Irregardless is a word commonly used in place of regardless or irrespective, which has caused controversy since the early twentieth century, though the word appeared in print as early as 1795. Most dictionaries list it as nonstandard or incorrect usage, and recommend that "regardless" should be used instead

Further down in the same thread, they asked, "Why do fools like you keep forgetting...", to which I replied, "Why do fools such as you keep insisting..."

So, who got it right?

Am I over-extending the lesson of my mother's pet peeve, i.e. she always corrected the TV in the '50-60s whenever she heard "Winston tastes good like a cigarette should" which properly said would have been "Winston tastes good, as a cigarette should".

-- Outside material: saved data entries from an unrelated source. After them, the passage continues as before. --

Issue #310, opened 2020-10-07
Differentiate more clearly between "weekly" and "each time" types


blanchardjeremy:
I sat down with my housemate who is a UX designer to look at @mattbell's latest mockups (see #294).

One of our biggest takeaways is that there are basically two very different "modes" for the calculator: 1) a result that is a "each time" score. And 2) a result that is a "per week" score (partner/housemate). 

I think there's more for us to do to indicate very clearly to the user when the switch: "The score you were just seeing means something very very different than the result you are now seeing."

Having the % of weekly budget section helps some.

I don't have a good solution to this yet. I wonder if there's some kind of visual icon we can add to indicate "score per time you do it" vs "score for the week." 

I wanted to raise it so we could bring our creative ideas to the table.

mattbell:
I agree with the general concern.  I think adding "per week" or "each time" to the end of the microcovid result number is a good short term solution.  If you can convey that with icons while taking up less space, great. :-)

In the medium term I think we probably need a better way of asking the follow-on questions for housemates / intimate partners so people understand how to select risk profiles better.

catherio:
calculator used to say this but there was a regression! https://github.com/microcovid/microcovid/issues/221#issuecomment-691799124

am 👍👍👍👍 to fixing this!!!

blanchardjeremy:
@catherio - as a short term fix, here's a PR: #315. 

Keeping this issue open so we can look at a longer-term fix.

PR #315, opened 2020-10-07
Fix 'each time' after points display. 

blanchardjeremy:
Short term solution to  #310


beshaya:
Do you think that this is unclear without the extra words? We're already so darn wordy...

beshaya (approved):

PR #318, opened 2020-10-08
Don't pass undefined variables from QueryParams.

beshaya:
Also does stricter sanity checking within PrevalenceControls, such that this
it will be resilient unsanitzed data in the future.

Fixes: 317


blanchardjeremy (approved):
looks good.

Of course, today that's not seen on TV, having been replaced by "Smoking [Winston] causes lung cancer, as smoking any cigarette would".

  • Is the question about "people like you" vs "people such as you" or is it about irregardless vs regardless? – developerwjk Oct 19 '16 at 21:30
  • In any case "like" is more natural. "Such" has become formal, and, as such, pretentious in normal conversational usage. Not as I just used it, but as you're using it, i.e. "people such as you". Of course, in fragments, it seems quite natural. Like retorting "such as?" – developerwjk Oct 19 '16 at 21:32
  • That was also the whole point of the advertising campaign. The line after that was "What do you want, good grammar or good taste?". The idea being that only pedants worry about details like this, most people use the less formal wording, and they were appealing to all these ordinary folk to enjoy their cigarettes. It also made use the pun in "good taste", which could refer to either flavor or adherence to acceptable norms. – Barmar Oct 19 '16 at 22:20
  • @developerwjk
    1. The mention of his irregardless admonishment (in reply to someone else, not toward me) followed the word IRONICALLY - it was merely to point out that a self-appointed (pedantic) cop, after correcting someone else, may have strayed from proper usage himself. Hence the irony. duh!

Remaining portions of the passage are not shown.